I wanted to submit one of my unused domains that I no longer want to the website below that I happened to come across to see how much they think it's worth which requires submitting personal information and may or may not use them. I'd have to research the market for this kind of website first.






						DotWhat – Domain Acquisitions, Domain Appraisals & Strategical Social Media Advise
					






					dotwhat.com
				




However, Firefox shows the following warning:






and:





Firefox doesn't show a warning like this on other sites such as TPU, Google, my site and others, so I'm pretty sure it's working ok and I have the latest version installed. I get the same warning when I start it with all add-ons disabled, too.

Clicking on View Certificate does show what looks like a valid Let's Encrypt certificate, though.

However, a warning like that puts me off entering my personal details as not worth the risk, but, Chrome, Edge and Brave think the site is ok as per the screenshot below and don't give warnings, hence a couple of questions:

1 Why is there a discepancy between browsers?

2 Do you think it's safe to submit my personal info to this website?


----------



## W1zzard (Jan 16, 2022)

mixed content


----------



## qubit (Jan 16, 2022)

Yes, that's what Firefox was reporting in the popup dialog box before my first screeshot - forgotten to mention it, silly me.
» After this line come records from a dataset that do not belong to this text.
PR #16004, opened 2025-07-14
tests: Test instance file push using strings.Reader

MusicDin:
Test file push using `strings.Reader` which causes the `Content-Length` to be set by `(net/http).NewRequest()`. This test is for https://github.com/canonical/lxd/pull/15974


tomponline:
@MusicDin tests failing

tomponline (approved):
Thanks!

I'll familiarise myself with that developer mode.

Question then is why aren't the other browsers warning of this.

I think I'll steer clear of this website.


----------



## silentbogo (Jan 25, 2022)

It's just a misconfigured WP (or they are using a f#$%ed up caching plugin, same issue I had to fix for some weirdo-professor just before christmas). 
But in either case - I wouldn't deal with these dudes. If they can't take care of their website, imagine how much effort do they put into working with customers


----------



## Solaris17 (Jan 25, 2022)

qubit said:


> Question then is why aren't the other browsers warning of this.



they do, but they attempt to automatically upgrade.



			https://tdepix.io/pictures/chrome_a37HzIwffe.png
		


In your case the resource seems to have been hard coded as "http" but was actually reachable via https, since the browser could automatically correct the security there was no need to warn.


----------



## qubit (Jan 26, 2022)

Interesting, thankyou @Solaris17. First time I've come across a thing like this.


----------



## Jism (Feb 19, 2022)

If you migrate a "http" website to "https" you have to change all the belonging resources to https as well; i.e "http://fonts.google.com" to "https://fonts.google.com" or even better, change http:// to simply // and let the browser decide it.


----------